Fatigue is one of the most prevalent symptoms endorsed by cancer survivors, particularly those treated for breast cancer or Hodgkin lymphoma. Despite the tremendous implications such work has for effective interventions, little is known about the underlying pathophysiology of fatigue, association with medical co-morbidities and factors that may help predict those to be at highest risk. The proposed research will utilize Vanderbilt-Ingram Cancer Center REACH for Survivorship Program together with the investigators Hematologic Malignancies Program. In adolescent and young adults (AYA), ages 18 - 39 the investigators will address the following: Primary Aims Aim 1: Assess the prevalence and severity of fatigue and its impact on functional outcomes Aim 2: Determine host, disease and treatment-related risk factors for fatigue Secondary Aims Aim 1: Evaluate the association between levels of proinflammatory cytokine activity and fatigue Aim 2: Evaluate the association between fatigue and self reported fatigue in AYA Hodgkin lymphoma (HL) survivors.
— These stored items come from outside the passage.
PR #2304, opened 2025-04-23
Disable Lavaland Worldgen In Debug

VMSolidus:
# Description

This ONLY prevents the tests from inappropriately generating lavaland constantly, which lags them the hell out and kills them constantly. Consider it the same reason why Worldgen is also disabled on Debug. This notably also doesn't prevent the Lavaland test from running, nor does it prevent the tests from verifying that the lavaland related grids don't have issues. It just prevents the stupid lavaland map itself from generating in completely unrelated tests. If you don't believe me, go watch the test timer and enjoy it not taking 45 minutes anymore.

# Changelog

No CL this isn't player facing.


MLGTASTICa:
Does this disable it in Debug config for Content.Server , or is this just for Tests really.

PR #2448, opened 2025-05-23
Cyberware Code Support

VMSolidus:
# Description

Another request by Aisha for Hullrot. This adds the necessary code for supporting completely yml serialized cybernetics, via use of the all powerful TraitFunctions library. A new TraitFunction exists for removing actions from an entity, and in order to make it less terrible to use, I added a new public function to the SharedActionsSystem to allow removing an Action from an entity via Action Prototype rather than EntityUid. 

# Changelog

:cl:
- add: Added support for Organs(such as Cybernetics) to utilize the same massive library of functions used by Traits.

### DIFF
--- a/Content.Server/Traits/TraitSystem.Functions.cs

Hypotheses: 1. Fatigue is more prevalent and severe among AYA HL patients and survivors, compared to general population and will be associated with impaired functional outcome. 2. Risk factors for fatigue include higher disease stage, B symptoms and elevated erythrocyte sedimentation rate at diagnosis, dose density of chemotherapy and higher doses and more expanded fields of radiotherapy. 3. Risk of fatigue is associated with long-term cardiopulmonary and endocrine complications. 4. Levels of specified proinflammatory cytokines are associated with increased fatigue.